Many in the world of alternative health still remain wary about the shot. Natural Solutions reported in 2006 that the vaccination has myriad antibiotics and additives, such as formaldehyde, gelatin, and thimerosal, an organic form of mercury. They recommend alternative methods of preventing the flu, including their 5 homeopathic remedies, outlined in an online-exclusive accompanying their article “Sidestep the Sniffles.” Yoga Journal also offers a few suggestions, ranging from bolstering your immunity with the Ayurvedic herbs ashwaganda and turmeric, or meditating to reduce stress.

The societal upshot to getting immunized is that you prevent yourself from being a transmitter. Unvaccinated people, even those who never come down with the flu, may spread the disease to others. For this reason, Schaffner told USA Today that it is a professional responsibility for health care workers to get the shot. If your workplace or child's school has not made it mandatory to get vaccinated, however, the decision is yours to make.
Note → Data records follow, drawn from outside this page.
PR #631, opened 2024-01-04
feat: Add support for Google Tag Manager

xitij2000:
This change adds support for Google Tag Manager along with some common options for Google Tag Manager.

Google Tag Manager is a tag management system that can be used for conversion tracking, analytics etc. This change will allow configuring and using GTM in addition to Google Analytics. 

Private-ref: [BB-8363](https://tasks.opencraft.com/browse/BB-8363)

### DIFF
--- a/src/scripts/GoogleTagManagerLoader.js
+++ b/src/scripts/GoogleTagManagerLoader.js
@@ -1,0 +1,60 @@
+/**
+ * @implements {GoogleTagManagerLoader}
+ * @memberof module:GoogleTagManager
+ */
+class GoogleTagManagerLoader {
+  constructor({ config }) {
+    this.gtmId = config.GOOGLE_TAG_MANAGER_ID;
+    this.gtmArgs = '';
+    if (config.GOOGLE_TAG_MANAGER_AUTH) {
+      this.gtmArgs += `&gtm_auth=${config.GOOGLE_TAG_MANAGER_AUTH}`;
+    }
+    if (config.GOOGLE_TAG_MANAGER_PREVIEW) {
+      this.gtmArgs += `&gtm_preview=${config.GOOGLE_TAG_MANAGER_PREVIEW}`;
+    }
+    if (config.GOOGLE_TAG_MANAGER_ADDNL_ARGS) {
+      if (!config.GOOGLE_TAG_MANAGER_ADDNL_ARGS.startsWith('&')) {
+        this.gtmArgs += '&';
+      }
+      this.gtmArgs += config.GOOGLE_TAG_MANAGER_ADDNL_ARGS;
+    }
+  }
+
+  loadScript() {
+    if (!this.gtmId) {
+      return;
+    }
+
+    global.googleTagManager = global.googleTagManager || [];
+    const { googleTagManager } = global;
+
+    // If the snippet was invoked do nothing.
+    if (googleTagManager.invoked) {
+      return;
+    }
+
+    // Invoked flag, to make sure the snippet is never invoked twice.
+    googleTagManager.invoked = true;
+
+    googleTagManager.load = (key, args, options) => {
+      const scriptSrc = document.createElement('script');
+      scriptSrc.type = 'text/javascript';
+      scriptSrc.async = true;
+      scriptSrc.innerHTML = `
+      (function(w,d,s,l,i){w[l]=w[l]||[];w[l].push({'gtm.start':
+       new Date().getTime(),event:'gtm.js'});var f=d.getElementsByTagName(s)[0],
+       j=d.createElement(s),dl=l!='dataLayer'?'&l='+l:'';j.async=true;j.src=
+       'https://www.googletagmanager.com/gtm.js?id='+i+dl+'${args}';f.parentNode.insertBefore(j,f);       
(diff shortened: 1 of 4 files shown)


openedx-webhooks:
Thanks for the pull request, @xitij2000! Please note that it may take us up to several weeks or months to complete a review and merge your PR.

- supporting documentation

mphilbrick211:
Hi @openedx/fed-bom @openedx/2u-fed-bom! (not sure which group to use). This is ready for review. Thanks!

mphilbrick211:
Hi @openedx/2u-fed-bom! Just following up on this :)

src/scripts/GoogleTagManagerLoader.js
```diff
@@ -0,0 +1,60 @@
+/**
+ * @implements {GoogleTagManagerLoader}
+ * @memberof module:GoogleTagManager
+ */
+class GoogleTagManagerLoader {
+  constructor({ config }) {
+    this.gtmId = config.GOOGLE_TAG_MANAGER_ID;
+    this.gtmArgs = '';
+    if (config.GOOGLE_TAG_MANAGER_AUTH) {
```
abdullahwaheed, line 9: could you please add respective config in the env as well

abdullahwaheed (commented):
could please provide some more context of this change and its impact

src/scripts/GoogleTagManagerLoader.js
xitij2000: I'm not sure where else it needs to be added. It's an optional feature so the it should not be there in the default config.

xitij2000:
> could please provide some more context of this change and its impact

I've updated the PR description, do tell if there is need for additional context or info.

abdullahwaheed (approved):
LGTM

arbrandes (changes requested):
(This started as a conversation in [#wg-frontend](https://openedx.slack.com/archives/C04BM6YC7A6/p1715958731940419).  Transcribing here.)

This looks like it would be useful, so I don't want to get in the way.  At the same time, I think it would make a lot of sense if we could, instead of adding explicit support for GTM in frontend-platform, make it so that people could add any such script they want without having to submit it upstream.  The advantages being:

* For the user: no need to try and get it merged
* For the maintainer: no need to make sure specific providers continue to work, are compliant, etc

I'm thinking that if one could define GoogleTagManagerLoader in an array of such loaders in `env.config.js` with a predefined name... say, `externalScripts`?  Then all we need to do here is make sure that `initialize()` also (or instead) looks for external scripts that come from `env.config`.

Thoughts?

src/scripts/GoogleTagManagerLoader.js
```diff
@@ -0,0 +1,60 @@
...
+  loadScript() {
+    if (!this.gtmId) {
+      return;
+    }
+
+    global.googleTagManager = global.googleTagManager || [];
+    const { googleTagManager } = global;
+
+    // If the snippet was invoked do nothing.
+    if (googleTagManager.invoked) {
```
zawan-ila, line 32: [curious-passerby] Could you give an example where loadScript would be called twice? I feel like it is only being called from initialize, and initialize should only be called once in an app, right?

xitij2000:
> (This started as a conversation in [#wg-frontend](https://openedx.slack.com/archives/C04BM6YC7A6/p1715958731940419). Transcribing here.)
> 
> This looks like it would be useful, so I don't want to get in the way. At the same time, I think it would make a lot of sense if we could, instead of adding explicit support for GTM in frontend-platform, make it so that people could add any such script they want without having to submit it upstream. The advantages being:
> 
>     * For the user: no need to try and get it merged
> 
>     * For the maintainer: no need to make sure specific providers continue to work, are compliant, etc
> 
> 
> I'm thinking that if one could define GoogleTagManagerLoader in an array of such loaders in `env.config.js` with a predefined name... say, `externalScripts`? Then all we need to do here is make sure that `initialize()` also (or instead) looks for external scripts that come from `env.config`.
> 
> Thoughts?

I already replied there but my only issue with reading `externalScripts`  from `env.config.js` is that we can use a plugin mechanism to auto-load it instead. i.e. auto-populate that array with all packages following the pattern `@openedx-plugins/frontend-platform-script-*` . 

Of course, someone can just install the package and manually populate it as well, and that will likely be simpler. I can work on that approach when we have the capacity to continue this work.

arbrandes:
> auto-populate that array with all packages following the pattern @openedx-plugins/frontend-platform-script-*

I think that's a fine idea.  I figure we could support both mechanisms, though.  Auto- and manual loading.

mphilbrick211:
Hi @xitij2000 - just checking in to see if this is still in progress?

xitij2000:
> Hi @xitij2000 - just checking in to see if this is still in progress?

Sorry for the late reply. I'm hoping to work on this in an upcoming sprint.

mphilbrick211:
@xitij2000 can this be closed?

xitij2000:
@Agrendalath I think this should be good to close right? We can implement it via slots now in any case?

Agrendalath:
@xitij2000, yeah, we can close this for now. Before doing this, please link [the ticket](https://tasks.opencraft.com/browse/BB-8363) in the PR's description.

Image by Heliøs, licensed under Creative Commons. 

k
10/22/2010 8:05:13 AM

I am a little disappointed that even a recognised alternative news magazine like UTNE (one of my favorites) seems to ignore (or have missed) the big "controversy" regarding efficency of flu vaccines. There is hard evidence that flu vaccines do not make sense or work for many if not most people in practice and the elderly in particular. In a nutshell: The motivation for "simplified" testing is of course the big money for the vaccine manufacturers and their share holders who also sponsor not only the development but also the "testing". Simple placebo tests have actually been done but they can't explain why flu vaccines even reduce mortality risks outside the flu season by the same factor (1.6) - when there is no flu virus around! The answer seems to lie in the selection of volunteers for the test- they seem to be healthier than in a real life distribution of people. In other words, many vaccines with less than 60% reduction-of-death-rate in traditional tests probably should not be sold at all. Vaccination "works" (they can produce enough antibodies) mostly for those who would not likely become sick anyway. This discovery was not very warmly received and of course - widely - ignored: http://www.theatlantic.com/magazine/archive/2009/11/does-the-vaccine-matter/7723/ by Shannon Brownlee and Jeanne Lenzer or the medical papers on: http://ije.oxfordjournals.org/content/35/2/337.abstract especially by Lisa Jack


toni bark m.d., l.e.e.d.ap
1/5/2009 1:29:57 PM

As a practicing MD, I am constantly amazed at the misinformation put out there by big Pharma. the flu vaccines have NOT gone through placebo controlled clinical trials. In addition, the majority of clinical studies show the vaccine to NOT be effective. look at annals of Pediatrics last year. the vaccine was inefective in this study which looked specifically at children ages 2mos-6yrs. another study looking at geriatric population over 71 yrs again found no efficacy. All flu injectable flu vaccines contain formaldehyde (a carcinogen), and either methyl mercury or aluminum. both problematic and toxic to the neuro system. these vaccines are being pushed by many fellow collegues who are clueless to this history. do the investigative reporting Toni Bark MD, LEED Chicago


kari volkmann-carlsen
11/19/2008 12:36:46 PM

Hi Anne, I should have clarified that the flu shot cannot be transferred, as it is an injection of an inactivated virus. Thank you very much for pointing out that the nasal flu vaccine (Live Attenuated Influenza Vaccine or LAIV) does have the potential to transfer the flu, since it is a live attenuated virus. According to the CDC, it is rare for people who get the LAIV to transmit the flu to others (at a rate of 0.6%-2.4%), but those who are in contact with people with severely weakened immune systems should not take it. See http://www.cdc.gov/flu/about/qa/nasalspray.htm. Thanks for sharing that information!


annes
11/13/2008 1:57:39 PM

"The societal upshot to getting immunized is that you prevent yourself from being a transmitter. " Wrong. If you get the nasal flu vaccine, it sheds for weeks, so you actually are a transmitter. Check out the CDC website.